Thanks! These recipes look like just what I need. I’ve had the same email address for over 15 years, and I stubbornly refuse to change it, so I’m on the list of every spammer everywhere. So anything that lets me chop out some of the trash before it hits Spamassassin saves load on my sysadmin’s CPU, and everybody’s happy.
I’ve been running this procmail recipe for nearly 2 months with no false positives. I’ve collected lots of Russian email spam now. It’s so great to have that junk out of my inbox.
Your blog beats most everybody’s today! Thanks for the sanity saving recipe.
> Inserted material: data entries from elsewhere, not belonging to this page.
Issue #639, opened 2020-08-27
Querier improvements for kava-4


denalimarsh:
Queries are organized by module and priority. I'm working on implementing these on branch `dm-queries`.
- [1] First priority: there is currently no way to get this data
- [2] Second priority: active consumers need this data (and are mitigating with hacky solutions)
- [3] Third priority: "nice to have" for consumers

CDP
- [x] [1] Query CDP by ID
- [x] [1] Query total amount of savings rate distributed USDX
- [x] [1] Query CDPs by owner address (without collateral type)
- [x] [2] Query total amount locked for each collateral type
- [ ] [2] Query total amount borrowed for each principal type (currently just USDX)
- [ ] [2] Query total amount of savings rate distributed USDX by collateral type
- [ ] [3] Query total amount of fees currently outstanding
- [x] [3] Query total amount of fees that have been repaid (i.e. protocol profit)

Auction
- [x] [1] Query for auctions associated with a specific address. In this case the lotReturnAddrs from StartCollateralAuction.
- [x] [3] Use events to query closed auctions. -> **develop a separate event storage/query service for our web app?**

BEP3
- [ ] [2] migrate calculate-swap-id cmd from kvtool - it requires less args
- [ ] [2] marshal YAML gives bytes formatted swap ID
- [ ] [2] add marshalYAML (or String?) methods to swap direction and status types so they show up as string not numbers in query output
- [ ] [3] Consider adding ExpectedOtherChainSwapID to the augmented AtomicSwap.
- [ ] [3] Improve "atomic swap ID not found error" for claim txs. Example: https://lcd-kava-3.cosmostation.io/txs/DEF1D9CBC7A7E9A71B09EE0BD6DAA7B5DB4C3DF6D0CA06D3758C5BCEA9E32679

Incentive
- [x] [1] Query ongoing claims
- [ ] [2] Get reward APY for an asset at the current period reward rate. Under the current architecture, this should be a CDP module query because we need the amount of collateral locked and the collateral’s system price, requiring the import of CDP and Pricefeed keeper.

denalimarsh:
@karzak @rhuairahrighairidh @nddeluca 

Feel free to modify the priority or add new queries to the list.

karzak:
re
> Query total amount locked for each collateral type

[...]

PR #644, opened 2020-09-01
Querier improvements: CDP and Auction priority 1 queries

denalimarsh:
Implements queries from https://github.com/Kava-Labs/kava/issues/639. Make sure to add `"savings_rate_distributed": "0"` to the CDP module's genesis state in your genesis.json file.

- [x] Query total amount of savings rate distributed
- `/cdp/savingsRateDist`
- [x] Query CDP by ID
- `cdp/cdps?id=1`
- [x] Query CDPs by owner address
- `cdp/cdps?owner=kava1l0xsq2z7gqd7yly0g40y5836g0appumark77ny`
- [x] Query CDPs by collateral type
- `cdp/cdps?collateral-type=bnb-a`
- [x] Query CDP by ratio
- `cdp/cdps?ratio=4.5`
- [x] Query for CollateralAuctions by the source CDP owner's address
- `auction/auctions?type=collateral&owner=kava1l0xsq2z7gqd7yly0g40y5836g0appumark77ny`

The new `cdps` querier uses params instead of appending to the query path.

### DIFF
--- a/x/auction/keeper/querier_test.go
+++ b/x/auction/keeper/querier_test.go
@@ -41,7 +41,7 @@ func (suite *QuerierTestSuite) SetupTest() {
 	tApp := app.NewTestApp()
 	ctx := tApp.NewContext(true, abci.Header{Height: 1, Time: tmtime.Now()})
 
-	_, addrs := app.GeneratePrivKeyAddressPairs(1)
+	_, addrs := app.GeneratePrivKeyAddressPairs(10)
 	buyer := addrs[0]
 	modName := cdp.LiquidatorMacc
 
@@ -64,8 +64,16 @@ func (suite *QuerierTestSuite) SetupTest() {
 	// Populate with auctions
 	randSrc := rand.New(rand.NewSource(int64(1234)))
 	for j := 0; j < TestAuctionCount; j++ {
-		lotAmount := simulation.RandIntBetween(randSrc, 10, 100)
-		id, err := suite.keeper.StartSurplusAuction(suite.ctx, modName, c("token1", int64(lotAmount)), "token2")
+		var id uint64
+		var err error
+		lotAmount := int64(simulation.RandIntBetween(randSrc, 10, 100))
+		ownerAddrIndex := simulation.RandIntBetween(randSrc, 1, 9)
+		if ownerAddrIndex%2 == 0 {
+			id, err = suite.keeper.StartSurplusAuction(suite.ctx, modName, c("token1", lotAmount), "token2")
+		} else {
+			id, err = suite.keeper.StartCollateralAuction(suite.ctx, modName, c("token1", lotAmount), c("usdx", int64(20)),
+				[]sdk.AccAddress{addrs[ownerAddrIndex]}, []sdk.Int{sdk.NewInt(lotAmount)}, c("debt", int64(10)))
+		}
 		suite.NoError(err)
 
 		auc, found := suite.keeper.GetAuction(suite.ctx, id)
--- a/x/auction/keeper/querier_test.go
+++ b/x/auction/keeper/querier_test.go
@@ -108,7 +108,7 @@ func (suite *QuerierTestSuite) TestQueryAuctions() {
 	query := abci.RequestQuery{
 		Path: strings.Join([]string{custom, types.QuerierRoute, types.QueryGetAuctions}, "/"),
 		Data: types.ModuleCdc.MustMarshalJSON(
-			types.NewQueryAllAuctionParams(int(1), int(TestAuctionCount), "", "", ""),
+			types.NewQueryAllAuctionParams(int(1), int(TestAuctionCount), "", "", "", nil),
 		),
 	}
 
--- a/x/cdp/client/cli/query.go
+++ b/x/cdp/client/cli/query.go
@@ -41,6 +41,7 @@ func GetQueryCmd(queryRoute string, cdc *codec.Codec) *cobra.Command {
 		QueryCdpDepositsCmd(queryRoute, cdc),
 		QueryParamsCmd(queryRoute, cdc),
 		QueryGetAccounts(queryRoute, cdc),
+		QueryGetSavingsRateDistributed(queryRoute, cdc),
 	)...)
 
 	return cdpQueryCmd
@@ -305,7 +306,7 @@ func QueryParamsCmd(queryRoute string, cdc *codec.Codec) *cobra.Command {
 	return &cobra.Command{
 		Use:   "params",
 		Short: "get the cdp module parameters",
-		Long:  "Get the current global cdp module parameters.",
+		Long:  "get the current global cdp module parameters.",
 		Args:  cobra.NoArgs,
 		RunE: func(cmd *cobra.Command, args []string) error {
 			cliCtx := context.NewCLIContext().WithCodec(cdc)
@@ -325,11 +326,12 @@ func QueryParamsCmd(queryRoute string, cdc *codec.Codec) *cobra.Command {
 	}
 }
 
+// QueryGetAccounts queries CDP module accounts
 func QueryGetAccounts(queryRoute string, cdc *codec.Codec) *cobra.Command {
 	return &cobra.Command{
 		Use:   "accounts",
-		Short: "Get module accounts",
-		Long:  "Get cdp module account addresses",
+		Short: "get module accounts",
+		Long:  "get cdp module account addresses",
 		Args:  cobra.NoArgs,
 		RunE: func(cmd *cobra.Command, args []string) error {
 			cliCtx := context.NewCLIContext().WithCodec(cdc)
@@ -345,6 +347,33 @@ func QueryGetAccounts(queryRoute string, cdc *codec.Codec) *cobra.Command {
 			var out []supply.ModuleAccount
 			if err := cdc.UnmarshalJSON(res, &out); err != nil {
 				return fmt.Errorf("failed to unmarshal accounts: %w", err)
+			}
+			return cliCtx.PrintOutput(out)
+		},
+	}
+}
+
+// QueryGetSavingsRateDistributed queries the total amount of savings rate distributed in USDX
+func QueryGetSavingsRateDistributed(queryRoute string, cdc *codec.Codec) *cobra.Command {
+	return &cobra.Command{
+		Use:   "savingsratedist",
+		Short: "get total amount of savings rate distributed in USDX",
+		Long:  "get total amount of savings rate distributed",
+		Args:  cobra.NoArgs,
+		RunE: func(cmd *cobra.Command, args []string) error {
+			cliCtx := context.NewCLIContext().WithCodec(cdc)
+
+			// Query
+			res, height, err := cliCtx.QueryWithData(fmt.Sprintf("custom/%s/%s", queryRoute, types.QueryGetSavingsRateDistributed), nil)
+			if err != nil {
+				return err
+			}
+			cliCtx = cliCtx.WithHeight(height)
+
+			// Decode and print results
+			var out sdk.Int
+			if err := cdc.UnmarshalJSON(res, &out); err != nil {
+				return fmt.Errorf("failed to unmarshal sdk.Int: %w", err)
 			}
 			return cliCtx.PrintOutput(out)
 		},
--- a/x/cdp/client/cli/query.go
+++ b/x/cdp/client/cli/query.go
@@ -23,6 +23,7 @@ const (
 	flagCollateralType = "collateral-type"
 	flagOwner          = "owner"
 	flagID             = "id"
+	flagRatio          = "ratio" // returns CDPs under the given collateralization ratio threshold
 )
 
 // GetQueryCmd returns the cli query commands for this module
@@ -35,9 +36,7 @@ func GetQueryCmd(queryRoute string, cdc *codec.Codec) *cobra.Command {
 
 	cdpQueryCmd.AddCommand(flags.GetCommands(
 		QueryCdpCmd(queryRoute, cdc),
-		QueryGetV2CdpsCmd(queryRoute, cdc),
-		QueryCdpsByCollateralTypeCmd(queryRoute, cdc),
-		QueryCdpsByCollateralTypeAndRatioCmd(queryRoute, cdc),
+		QueryGetCdpsCmd(queryRoute, cdc),
 		QueryCdpDepositsCmd(queryRoute, cdc),
 		QueryParamsCmd(queryRoute, cdc),
 		QueryGetAccounts(queryRoute, cdc),
@@ -90,23 +89,25 @@ $ %s query %s cdp kava15qdefkmwswysgg4qxgqpqr35k3m49pkx2jdfnw atom-a
 	}
 }
 
-// QueryGetV2CdpsCmd queries the cdps in the store
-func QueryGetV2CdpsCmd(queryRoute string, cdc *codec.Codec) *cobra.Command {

You are my dreamboat of the week :-)
so, your Cyrillic comment was motivational effort. (as best as Dan and I could figure out)
You would think living in Russia and having the i.p. address we do that we would encounter all kinds of Russian spam but we don’t! (and if we do, we will use your filter to get it out so don’t erase this b/c Clinton would have to help us non tech oldie fogies out!)
Dan and Dee
Update: I’ve caught 337 pieces of spam with this rule now. :)
Dave,
Thanks for the koi8-r tip. I tried to use this as a filter on my incoming mail client, but the client doesn’t seem to be able to find the string in the subject line, even though it’s there in the raw source. Any hints as to how to use this on a client?
Cheers,
Allan
Apple Mail 3.6 on Mac OS 10.5.8
Allan: Good question. I’m not sure Apple Mail can do this, and I don’t have my Mac in front of me to play with it.
Can it filter on email header values? If so, the subject is just a header and you could theoretically add a filter against it.
What about users with mail clients configured to post messages in win-1251 by default but sending mails in English?